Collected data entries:
★ ★ ★

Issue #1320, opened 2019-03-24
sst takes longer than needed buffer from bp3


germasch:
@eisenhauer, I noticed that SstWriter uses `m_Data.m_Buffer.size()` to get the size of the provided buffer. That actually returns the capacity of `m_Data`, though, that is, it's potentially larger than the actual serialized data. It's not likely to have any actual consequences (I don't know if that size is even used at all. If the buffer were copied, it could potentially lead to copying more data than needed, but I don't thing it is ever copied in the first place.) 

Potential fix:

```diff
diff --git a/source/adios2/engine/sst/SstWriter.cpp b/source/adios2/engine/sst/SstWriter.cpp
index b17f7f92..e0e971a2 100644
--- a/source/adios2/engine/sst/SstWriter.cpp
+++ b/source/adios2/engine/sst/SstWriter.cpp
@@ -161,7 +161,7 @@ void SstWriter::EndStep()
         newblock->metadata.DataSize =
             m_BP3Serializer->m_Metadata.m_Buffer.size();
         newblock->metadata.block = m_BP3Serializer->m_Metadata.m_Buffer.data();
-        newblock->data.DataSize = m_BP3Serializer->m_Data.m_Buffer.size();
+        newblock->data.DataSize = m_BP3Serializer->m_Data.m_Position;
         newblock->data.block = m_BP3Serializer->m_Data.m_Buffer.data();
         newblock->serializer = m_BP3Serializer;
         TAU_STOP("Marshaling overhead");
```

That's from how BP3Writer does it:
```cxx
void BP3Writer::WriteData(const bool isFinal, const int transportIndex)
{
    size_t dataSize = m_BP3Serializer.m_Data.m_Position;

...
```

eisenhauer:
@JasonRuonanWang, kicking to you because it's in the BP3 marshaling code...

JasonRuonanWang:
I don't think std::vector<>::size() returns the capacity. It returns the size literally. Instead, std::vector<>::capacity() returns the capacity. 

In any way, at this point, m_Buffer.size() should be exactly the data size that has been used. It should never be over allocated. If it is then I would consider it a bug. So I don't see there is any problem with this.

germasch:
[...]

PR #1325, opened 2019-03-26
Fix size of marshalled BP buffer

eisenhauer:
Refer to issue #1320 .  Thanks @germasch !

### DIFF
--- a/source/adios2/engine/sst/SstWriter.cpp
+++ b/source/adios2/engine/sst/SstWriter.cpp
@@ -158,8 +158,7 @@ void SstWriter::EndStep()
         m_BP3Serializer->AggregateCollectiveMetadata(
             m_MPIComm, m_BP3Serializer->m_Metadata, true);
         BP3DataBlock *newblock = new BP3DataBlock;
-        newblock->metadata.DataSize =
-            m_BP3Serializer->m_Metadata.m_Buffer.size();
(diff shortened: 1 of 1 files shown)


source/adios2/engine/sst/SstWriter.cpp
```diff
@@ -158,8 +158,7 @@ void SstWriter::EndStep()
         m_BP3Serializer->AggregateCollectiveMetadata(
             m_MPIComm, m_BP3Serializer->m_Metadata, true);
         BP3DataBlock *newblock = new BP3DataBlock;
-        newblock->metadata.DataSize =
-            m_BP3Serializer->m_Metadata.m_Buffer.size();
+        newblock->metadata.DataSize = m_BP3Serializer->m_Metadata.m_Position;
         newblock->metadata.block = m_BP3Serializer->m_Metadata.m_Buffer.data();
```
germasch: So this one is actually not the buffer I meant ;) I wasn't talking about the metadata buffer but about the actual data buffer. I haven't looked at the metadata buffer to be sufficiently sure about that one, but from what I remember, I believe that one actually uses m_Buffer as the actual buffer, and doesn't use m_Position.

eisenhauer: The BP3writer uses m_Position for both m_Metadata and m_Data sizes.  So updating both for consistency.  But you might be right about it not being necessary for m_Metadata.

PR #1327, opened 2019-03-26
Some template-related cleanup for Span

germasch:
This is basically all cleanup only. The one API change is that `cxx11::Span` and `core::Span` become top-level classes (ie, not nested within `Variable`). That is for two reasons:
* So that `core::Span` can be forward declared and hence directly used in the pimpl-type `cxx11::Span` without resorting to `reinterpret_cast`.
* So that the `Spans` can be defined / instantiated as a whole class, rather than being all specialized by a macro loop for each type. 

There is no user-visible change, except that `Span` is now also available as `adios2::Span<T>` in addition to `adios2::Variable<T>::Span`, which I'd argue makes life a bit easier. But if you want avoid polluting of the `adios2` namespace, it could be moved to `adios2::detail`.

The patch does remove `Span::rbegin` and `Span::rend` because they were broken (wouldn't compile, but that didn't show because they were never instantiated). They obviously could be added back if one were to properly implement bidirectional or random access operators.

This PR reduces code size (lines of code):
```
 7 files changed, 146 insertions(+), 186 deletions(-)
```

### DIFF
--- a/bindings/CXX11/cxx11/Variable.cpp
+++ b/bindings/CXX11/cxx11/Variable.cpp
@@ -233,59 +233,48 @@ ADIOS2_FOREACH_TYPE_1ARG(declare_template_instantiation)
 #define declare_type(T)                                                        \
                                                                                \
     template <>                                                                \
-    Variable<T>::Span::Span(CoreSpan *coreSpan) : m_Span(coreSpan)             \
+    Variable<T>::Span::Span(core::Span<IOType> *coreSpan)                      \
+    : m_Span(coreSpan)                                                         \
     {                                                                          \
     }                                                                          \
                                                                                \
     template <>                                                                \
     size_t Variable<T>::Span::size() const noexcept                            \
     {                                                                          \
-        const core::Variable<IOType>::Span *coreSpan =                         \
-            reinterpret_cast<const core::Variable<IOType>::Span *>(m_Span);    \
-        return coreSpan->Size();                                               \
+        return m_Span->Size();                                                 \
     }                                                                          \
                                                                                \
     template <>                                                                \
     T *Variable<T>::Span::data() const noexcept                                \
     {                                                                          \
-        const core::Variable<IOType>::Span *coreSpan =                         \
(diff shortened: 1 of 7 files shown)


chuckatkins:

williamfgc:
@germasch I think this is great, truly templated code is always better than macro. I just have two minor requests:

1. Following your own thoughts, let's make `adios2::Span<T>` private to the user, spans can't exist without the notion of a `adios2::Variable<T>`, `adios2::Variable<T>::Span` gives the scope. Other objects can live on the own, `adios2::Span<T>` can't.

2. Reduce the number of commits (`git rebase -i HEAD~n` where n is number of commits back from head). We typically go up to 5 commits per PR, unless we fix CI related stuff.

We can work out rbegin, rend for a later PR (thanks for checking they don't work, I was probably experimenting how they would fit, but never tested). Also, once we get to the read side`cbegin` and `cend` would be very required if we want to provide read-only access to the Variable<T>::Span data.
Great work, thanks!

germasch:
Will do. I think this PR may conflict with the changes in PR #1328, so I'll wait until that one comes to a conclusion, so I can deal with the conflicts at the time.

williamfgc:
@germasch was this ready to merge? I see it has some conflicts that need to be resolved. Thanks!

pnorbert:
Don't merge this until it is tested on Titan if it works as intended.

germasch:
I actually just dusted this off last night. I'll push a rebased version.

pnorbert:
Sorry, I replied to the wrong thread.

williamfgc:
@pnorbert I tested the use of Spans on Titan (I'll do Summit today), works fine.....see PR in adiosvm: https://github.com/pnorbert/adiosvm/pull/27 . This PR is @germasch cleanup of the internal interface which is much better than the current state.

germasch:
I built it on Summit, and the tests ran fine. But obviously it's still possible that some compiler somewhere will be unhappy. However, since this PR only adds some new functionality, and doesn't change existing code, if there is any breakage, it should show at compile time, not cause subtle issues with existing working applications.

★ ★ ★

### What you have to do
All entries are to be retyped with no difference from the original.

### Problem solution
Issue #1320, opened 2019-03-24
sst takes longer than needed buffer from bp3


germasch:
@eisenhauer, I noticed that SstWriter uses `m_Data.m_Buffer.size()` to get the size of the provided buffer. That actually returns the capacity of `m_Data`, though, that is, it's potentially larger than the actual serialized data. It's not likely to have any actual consequences (I don't know if that size is even used at all. If the buffer were copied, it could potentially lead to copying more data than needed, but I don't thing it is ever copied in the first place.) 

Potential fix:

```diff
diff --git a/source/adios2/engine/sst/SstWriter.cpp b/source/adios2/engine/sst/SstWriter.cpp
index b17f7f92..e0e971a2 100644
--- a/source/adios2/engine/sst/SstWriter.cpp
+++ b/source/adios2/engine/sst/SstWriter.cpp
@@ -161,7 +161,7 @@ void SstWriter::EndStep()
         newblock->metadata.DataSize =
             m_BP3Serializer->m_Metadata.m_Buffer.size();
         newblock->metadata.block = m_BP3Serializer->m_Metadata.m_Buffer.data();
-        newblock->data.DataSize = m_BP3Serializer->m_Data.m_Buffer.size();
+        newblock->data.DataSize = m_BP3Serializer->m_Data.m_Position;
         newblock->data.block = m_BP3Serializer->m_Data.m_Buffer.data();
         newblock->serializer = m_BP3Serializer;
         TAU_STOP("Marshaling overhead");
```

That's from how BP3Writer does it:
```cxx
void BP3Writer::WriteData(const bool isFinal, const int transportIndex)
{
    size_t dataSize = m_BP3Serializer.m_Data.m_Position;

...
```

eisenhauer:
@JasonRuonanWang, kicking to you because it's in the BP3 marshaling code...

JasonRuonanWang:
I don't think std::vector<>::size() returns the capacity. It returns the size literally. Instead, std::vector<>::capacity() returns the capacity. 

In any way, at this point, m_Buffer.size() should be exactly the data size that has been used. It should never be over allocated. If it is then I would consider it a bug. So I don't see there is any problem with this.

germasch:
[...]

PR #1325, opened 2019-03-26
Fix size of marshalled BP buffer

eisenhauer:
Refer to issue #1320 .  Thanks @germasch !

### DIFF
--- a/source/adios2/engine/sst/SstWriter.cpp
+++ b/source/adios2/engine/sst/SstWriter.cpp
@@ -158,8 +158,7 @@ void SstWriter::EndStep()
         m_BP3Serializer->AggregateCollectiveMetadata(
             m_MPIComm, m_BP3Serializer->m_Metadata, true);
         BP3DataBlock *newblock = new BP3DataBlock;
-        newblock->metadata.DataSize =
-            m_BP3Serializer->m_Metadata.m_Buffer.size();
(diff shortened: 1 of 1 files shown)


source/adios2/engine/sst/SstWriter.cpp
```diff
@@ -158,8 +158,7 @@ void SstWriter::EndStep()
         m_BP3Serializer->AggregateCollectiveMetadata(
             m_MPIComm, m_BP3Serializer->m_Metadata, true);
         BP3DataBlock *newblock = new BP3DataBlock;
-        newblock->metadata.DataSize =
-            m_BP3Serializer->m_Metadata.m_Buffer.size();
+        newblock->metadata.DataSize = m_BP3Serializer->m_Metadata.m_Position;
         newblock->metadata.block = m_BP3Serializer->m_Metadata.m_Buffer.data();
```
germasch: So this one is actually not the buffer I meant ;) I wasn't talking about the metadata buffer but about the actual data buffer. I haven't looked at the metadata buffer to be sufficiently sure about that one, but from what I remember, I believe that one actually uses m_Buffer as the actual buffer, and doesn't use m_Position.

eisenhauer: The BP3writer uses m_Position for both m_Metadata and m_Data sizes.  So updating both for consistency.  But you might be right about it not being necessary for m_Metadata.

PR #1327, opened 2019-03-26
Some template-related cleanup for Span

germasch:
This is basically all cleanup only. The one API change is that `cxx11::Span` and `core::Span` become top-level classes (ie, not nested within `Variable`). That is for two reasons:
* So that `core::Span` can be forward declared and hence directly used in the pimpl-type `cxx11::Span` without resorting to `reinterpret_cast`.
* So that the `Spans` can be defined / instantiated as a whole class, rather than being all specialized by a macro loop for each type. 

There is no user-visible change, except that `Span` is now also available as `adios2::Span<T>` in addition to `adios2::Variable<T>::Span`, which I'd argue makes life a bit easier. But if you want avoid polluting of the `adios2` namespace, it could be moved to `adios2::detail`.

The patch does remove `Span::rbegin` and `Span::rend` because they were broken (wouldn't compile, but that didn't show because they were never instantiated). They obviously could be added back if one were to properly implement bidirectional or random access operators.

This PR reduces code size (lines of code):
```
 7 files changed, 146 insertions(+), 186 deletions(-)
```

### DIFF
--- a/bindings/CXX11/cxx11/Variable.cpp
+++ b/bindings/CXX11/cxx11/Variable.cpp
@@ -233,59 +233,48 @@ ADIOS2_FOREACH_TYPE_1ARG(declare_template_instantiation)
 #define declare_type(T)                                                        \
                                                                                \
     template <>                                                                \
-    Variable<T>::Span::Span(CoreSpan *coreSpan) : m_Span(coreSpan)             \
+    Variable<T>::Span::Span(core::Span<IOType> *coreSpan)                      \
+    : m_Span(coreSpan)                                                         \
     {                                                                          \
     }                                                                          \
                                                                                \
     template <>                                                                \
     size_t Variable<T>::Span::size() const noexcept                            \
     {                                                                          \
-        const core::Variable<IOType>::Span *coreSpan =                         \
-            reinterpret_cast<const core::Variable<IOType>::Span *>(m_Span);    \
-        return coreSpan->Size();                                               \
+        return m_Span->Size();                                                 \
     }                                                                          \
                                                                                \
     template <>                                                                \
     T *Variable<T>::Span::data() const noexcept                                \
     {                                                                          \
-        const core::Variable<IOType>::Span *coreSpan =                         \
(diff shortened: 1 of 7 files shown)


chuckatkins:

williamfgc:
@germasch I think this is great, truly templated code is always better than macro. I just have two minor requests:

1. Following your own thoughts, let's make `adios2::Span<T>` private to the user, spans can't exist without the notion of a `adios2::Variable<T>`, `adios2::Variable<T>::Span` gives the scope. Other objects can live on the own, `adios2::Span<T>` can't.

2. Reduce the number of commits (`git rebase -i HEAD~n` where n is number of commits back from head). We typically go up to 5 commits per PR, unless we fix CI related stuff.

We can work out rbegin, rend for a later PR (thanks for checking they don't work, I was probably experimenting how they would fit, but never tested). Also, once we get to the read side`cbegin` and `cend` would be very required if we want to provide read-only access to the Variable<T>::Span data.
Great work, thanks!

germasch:
Will do. I think this PR may conflict with the changes in PR #1328, so I'll wait until that one comes to a conclusion, so I can deal with the conflicts at the time.

williamfgc:
@germasch was this ready to merge? I see it has some conflicts that need to be resolved. Thanks!

pnorbert:
Don't merge this until it is tested on Titan if it works as intended.

germasch:
I actually just dusted this off last night. I'll push a rebased version.

pnorbert:
Sorry, I replied to the wrong thread.

williamfgc:
@pnorbert I tested the use of Spans on Titan (I'll do Summit today), works fine.....see PR in adiosvm: https://github.com/pnorbert/adiosvm/pull/27 . This PR is @germasch cleanup of the internal interface which is much better than the current state.

germasch:
I built it on Summit, and the tests ran fine. But obviously it's still possible that some compiler somewhere will be unhappy. However, since this PR only adds some new functionality, and doesn't change existing code, if there is any breakage, it should show at compile time, not cause subtle issues with existing working applications.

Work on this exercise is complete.